▶ **Problem**
Below are the records; tally the lines in them that include the word "contained" and reply with the number alone.

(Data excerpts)
________

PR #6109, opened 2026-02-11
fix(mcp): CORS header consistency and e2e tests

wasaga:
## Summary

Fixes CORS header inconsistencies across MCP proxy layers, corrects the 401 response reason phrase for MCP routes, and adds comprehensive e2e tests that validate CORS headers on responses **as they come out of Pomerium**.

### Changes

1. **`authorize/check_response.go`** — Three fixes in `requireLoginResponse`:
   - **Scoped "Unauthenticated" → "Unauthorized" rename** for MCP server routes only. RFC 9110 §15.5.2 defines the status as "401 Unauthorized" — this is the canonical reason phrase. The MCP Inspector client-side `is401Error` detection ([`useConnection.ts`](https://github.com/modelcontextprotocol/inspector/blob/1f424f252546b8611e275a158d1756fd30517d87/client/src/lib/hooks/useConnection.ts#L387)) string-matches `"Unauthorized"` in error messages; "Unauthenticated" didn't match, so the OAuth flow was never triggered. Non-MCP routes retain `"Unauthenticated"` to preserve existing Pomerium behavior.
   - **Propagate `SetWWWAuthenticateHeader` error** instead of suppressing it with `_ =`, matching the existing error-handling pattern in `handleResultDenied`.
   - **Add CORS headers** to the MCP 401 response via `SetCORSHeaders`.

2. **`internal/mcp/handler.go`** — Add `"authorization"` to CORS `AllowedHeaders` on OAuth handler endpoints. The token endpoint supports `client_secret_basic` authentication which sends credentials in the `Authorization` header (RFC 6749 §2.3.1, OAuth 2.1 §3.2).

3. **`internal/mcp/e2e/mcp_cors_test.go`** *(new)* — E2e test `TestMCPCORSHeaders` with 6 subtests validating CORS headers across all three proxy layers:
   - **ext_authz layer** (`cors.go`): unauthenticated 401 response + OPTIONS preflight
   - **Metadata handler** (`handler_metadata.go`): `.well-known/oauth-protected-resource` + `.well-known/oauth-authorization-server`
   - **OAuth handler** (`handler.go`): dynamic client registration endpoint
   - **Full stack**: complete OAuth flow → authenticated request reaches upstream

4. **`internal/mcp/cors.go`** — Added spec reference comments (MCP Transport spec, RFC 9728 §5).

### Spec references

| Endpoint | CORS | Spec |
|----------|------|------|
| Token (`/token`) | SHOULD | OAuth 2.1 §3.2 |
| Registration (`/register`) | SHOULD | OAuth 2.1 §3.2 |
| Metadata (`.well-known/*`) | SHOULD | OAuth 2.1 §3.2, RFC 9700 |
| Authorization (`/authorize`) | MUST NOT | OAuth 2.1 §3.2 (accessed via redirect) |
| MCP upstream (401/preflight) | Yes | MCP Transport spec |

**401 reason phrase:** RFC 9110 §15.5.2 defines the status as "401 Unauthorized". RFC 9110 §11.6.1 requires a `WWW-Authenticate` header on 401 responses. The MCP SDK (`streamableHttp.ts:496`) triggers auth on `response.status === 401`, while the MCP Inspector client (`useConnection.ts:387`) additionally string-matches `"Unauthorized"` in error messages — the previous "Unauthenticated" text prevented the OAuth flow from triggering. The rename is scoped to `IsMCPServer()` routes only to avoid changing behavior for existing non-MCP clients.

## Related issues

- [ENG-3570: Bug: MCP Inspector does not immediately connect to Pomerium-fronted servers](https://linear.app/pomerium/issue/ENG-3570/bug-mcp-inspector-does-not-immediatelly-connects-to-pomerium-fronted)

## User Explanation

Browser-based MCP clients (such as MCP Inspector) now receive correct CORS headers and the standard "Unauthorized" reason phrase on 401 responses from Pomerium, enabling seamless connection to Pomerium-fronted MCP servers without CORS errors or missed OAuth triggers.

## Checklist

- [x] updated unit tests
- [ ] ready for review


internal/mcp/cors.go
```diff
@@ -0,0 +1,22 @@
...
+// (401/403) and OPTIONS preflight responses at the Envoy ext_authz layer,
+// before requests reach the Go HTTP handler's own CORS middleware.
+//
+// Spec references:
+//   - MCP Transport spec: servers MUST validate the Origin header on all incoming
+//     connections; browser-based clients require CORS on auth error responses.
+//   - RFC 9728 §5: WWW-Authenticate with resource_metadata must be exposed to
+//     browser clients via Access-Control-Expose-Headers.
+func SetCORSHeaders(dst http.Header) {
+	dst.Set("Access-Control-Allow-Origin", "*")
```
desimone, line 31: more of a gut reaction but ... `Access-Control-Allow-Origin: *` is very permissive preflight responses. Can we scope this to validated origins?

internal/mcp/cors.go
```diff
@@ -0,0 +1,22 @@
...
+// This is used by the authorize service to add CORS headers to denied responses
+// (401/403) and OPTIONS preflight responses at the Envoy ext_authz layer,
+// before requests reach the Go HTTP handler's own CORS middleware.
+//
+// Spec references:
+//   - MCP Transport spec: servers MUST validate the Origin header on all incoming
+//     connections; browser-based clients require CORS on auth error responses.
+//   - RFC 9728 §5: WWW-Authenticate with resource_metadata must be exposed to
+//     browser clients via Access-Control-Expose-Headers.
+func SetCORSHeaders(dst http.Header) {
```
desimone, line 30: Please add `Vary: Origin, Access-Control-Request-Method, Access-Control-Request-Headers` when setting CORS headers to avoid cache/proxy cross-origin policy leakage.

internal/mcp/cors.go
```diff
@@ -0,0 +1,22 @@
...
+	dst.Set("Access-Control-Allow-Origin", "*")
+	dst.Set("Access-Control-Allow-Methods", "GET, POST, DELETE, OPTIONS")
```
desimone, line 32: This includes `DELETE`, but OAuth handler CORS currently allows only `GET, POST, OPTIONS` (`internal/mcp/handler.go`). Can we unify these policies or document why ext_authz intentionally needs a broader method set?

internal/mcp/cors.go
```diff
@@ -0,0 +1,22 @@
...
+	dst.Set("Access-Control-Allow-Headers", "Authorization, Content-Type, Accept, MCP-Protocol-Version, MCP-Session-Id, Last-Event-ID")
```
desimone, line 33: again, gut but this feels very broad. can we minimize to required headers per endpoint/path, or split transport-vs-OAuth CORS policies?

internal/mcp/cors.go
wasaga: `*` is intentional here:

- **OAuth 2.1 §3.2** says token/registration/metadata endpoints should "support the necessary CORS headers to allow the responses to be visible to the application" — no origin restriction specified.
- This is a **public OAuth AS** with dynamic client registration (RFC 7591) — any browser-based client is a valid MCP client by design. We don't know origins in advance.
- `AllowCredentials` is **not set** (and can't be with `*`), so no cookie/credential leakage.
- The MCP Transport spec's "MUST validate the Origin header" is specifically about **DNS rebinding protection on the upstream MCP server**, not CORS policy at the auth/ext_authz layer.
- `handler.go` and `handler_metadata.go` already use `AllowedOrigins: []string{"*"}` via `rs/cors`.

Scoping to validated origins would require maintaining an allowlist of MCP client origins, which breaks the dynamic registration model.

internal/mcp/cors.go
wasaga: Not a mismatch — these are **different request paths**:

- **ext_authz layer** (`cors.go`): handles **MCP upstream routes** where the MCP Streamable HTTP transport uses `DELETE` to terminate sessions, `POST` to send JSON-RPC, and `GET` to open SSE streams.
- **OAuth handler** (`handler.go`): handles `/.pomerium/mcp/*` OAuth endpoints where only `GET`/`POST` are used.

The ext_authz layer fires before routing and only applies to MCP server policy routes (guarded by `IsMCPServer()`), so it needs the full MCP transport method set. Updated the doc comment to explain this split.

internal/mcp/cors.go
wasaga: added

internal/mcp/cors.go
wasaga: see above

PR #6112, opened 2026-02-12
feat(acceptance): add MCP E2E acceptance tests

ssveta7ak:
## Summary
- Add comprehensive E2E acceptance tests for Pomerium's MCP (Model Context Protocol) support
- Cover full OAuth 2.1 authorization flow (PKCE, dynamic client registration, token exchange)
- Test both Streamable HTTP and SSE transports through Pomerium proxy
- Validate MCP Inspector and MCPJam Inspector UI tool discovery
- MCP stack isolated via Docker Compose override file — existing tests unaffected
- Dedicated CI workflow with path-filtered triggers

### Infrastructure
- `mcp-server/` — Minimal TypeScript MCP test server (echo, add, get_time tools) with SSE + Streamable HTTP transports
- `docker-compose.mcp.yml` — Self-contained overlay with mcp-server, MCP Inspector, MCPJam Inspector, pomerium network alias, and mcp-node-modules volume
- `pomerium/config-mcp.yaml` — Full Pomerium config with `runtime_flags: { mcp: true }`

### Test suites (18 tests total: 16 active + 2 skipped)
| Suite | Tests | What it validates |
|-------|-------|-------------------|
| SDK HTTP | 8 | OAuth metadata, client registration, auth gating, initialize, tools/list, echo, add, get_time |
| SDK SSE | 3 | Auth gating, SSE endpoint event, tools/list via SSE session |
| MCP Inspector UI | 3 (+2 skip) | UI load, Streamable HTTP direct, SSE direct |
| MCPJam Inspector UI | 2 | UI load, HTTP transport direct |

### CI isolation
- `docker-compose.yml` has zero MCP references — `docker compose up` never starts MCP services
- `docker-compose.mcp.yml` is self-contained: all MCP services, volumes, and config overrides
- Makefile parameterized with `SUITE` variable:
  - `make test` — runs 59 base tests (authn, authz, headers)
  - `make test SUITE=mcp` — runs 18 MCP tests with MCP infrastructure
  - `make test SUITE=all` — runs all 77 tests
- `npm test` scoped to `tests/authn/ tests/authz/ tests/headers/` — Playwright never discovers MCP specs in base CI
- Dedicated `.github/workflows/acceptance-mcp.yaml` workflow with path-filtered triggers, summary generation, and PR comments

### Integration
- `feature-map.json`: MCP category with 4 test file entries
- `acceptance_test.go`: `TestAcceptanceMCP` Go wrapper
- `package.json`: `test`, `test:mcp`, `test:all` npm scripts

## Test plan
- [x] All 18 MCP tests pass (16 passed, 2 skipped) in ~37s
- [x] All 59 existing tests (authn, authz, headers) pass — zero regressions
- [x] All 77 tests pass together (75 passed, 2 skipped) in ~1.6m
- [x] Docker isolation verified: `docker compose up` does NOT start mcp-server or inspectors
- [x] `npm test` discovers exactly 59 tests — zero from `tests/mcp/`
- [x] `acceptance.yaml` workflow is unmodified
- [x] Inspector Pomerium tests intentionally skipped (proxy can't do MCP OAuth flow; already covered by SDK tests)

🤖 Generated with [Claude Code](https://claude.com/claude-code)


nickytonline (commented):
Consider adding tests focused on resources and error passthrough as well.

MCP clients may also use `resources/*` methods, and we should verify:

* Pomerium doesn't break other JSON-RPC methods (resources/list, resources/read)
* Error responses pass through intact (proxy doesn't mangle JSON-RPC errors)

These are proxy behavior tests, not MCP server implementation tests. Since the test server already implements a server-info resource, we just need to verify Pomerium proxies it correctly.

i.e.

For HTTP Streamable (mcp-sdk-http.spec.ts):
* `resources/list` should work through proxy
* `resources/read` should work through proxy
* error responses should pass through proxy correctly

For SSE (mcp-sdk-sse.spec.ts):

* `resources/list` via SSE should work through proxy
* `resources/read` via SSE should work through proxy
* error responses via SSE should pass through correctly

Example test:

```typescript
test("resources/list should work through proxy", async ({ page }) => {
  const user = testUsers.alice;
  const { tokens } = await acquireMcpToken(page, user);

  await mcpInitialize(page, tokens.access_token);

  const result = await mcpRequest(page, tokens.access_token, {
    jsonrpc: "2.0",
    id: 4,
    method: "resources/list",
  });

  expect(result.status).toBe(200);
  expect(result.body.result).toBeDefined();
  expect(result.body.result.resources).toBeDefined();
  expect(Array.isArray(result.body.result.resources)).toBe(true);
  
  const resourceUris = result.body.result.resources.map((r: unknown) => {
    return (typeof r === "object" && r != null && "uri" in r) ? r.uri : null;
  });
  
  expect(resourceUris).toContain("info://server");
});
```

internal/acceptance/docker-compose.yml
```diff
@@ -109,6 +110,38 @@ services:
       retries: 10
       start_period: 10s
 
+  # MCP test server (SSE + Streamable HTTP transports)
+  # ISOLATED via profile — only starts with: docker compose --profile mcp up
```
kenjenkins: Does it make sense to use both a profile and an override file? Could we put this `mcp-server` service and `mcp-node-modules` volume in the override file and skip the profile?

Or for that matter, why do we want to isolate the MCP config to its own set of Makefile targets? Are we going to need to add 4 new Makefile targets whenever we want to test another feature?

________

▶ **Output of the task**
2